**Exercise:**
Starting from the line containing "--- a/ts/WoltLabSuite/Core/Ui/Password.ts", write out the rest of the entries exactly, through the final line, including nothing else.

**Records provided:**

+ + +

PR #4033, opened 2021-02-26
Visibility toggle for password inputs

### LINKED ISSUE #3392: Visibility toggle for password inputs
password-toggle2
password-toggle

BurntimeX:
Closes #3392

### DIFF
--- a/ts/WoltLabSuite/Core/Ui/Password.ts
+++ b/ts/WoltLabSuite/Core/Ui/Password.ts
@@ -1,3 +1,12 @@
+/**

+ + +

**Result below:**
--- a/ts/WoltLabSuite/Core/Ui/Password.ts
+++ b/ts/WoltLabSuite/Core/Ui/Password.ts
@@ -1,3 +1,12 @@
+/**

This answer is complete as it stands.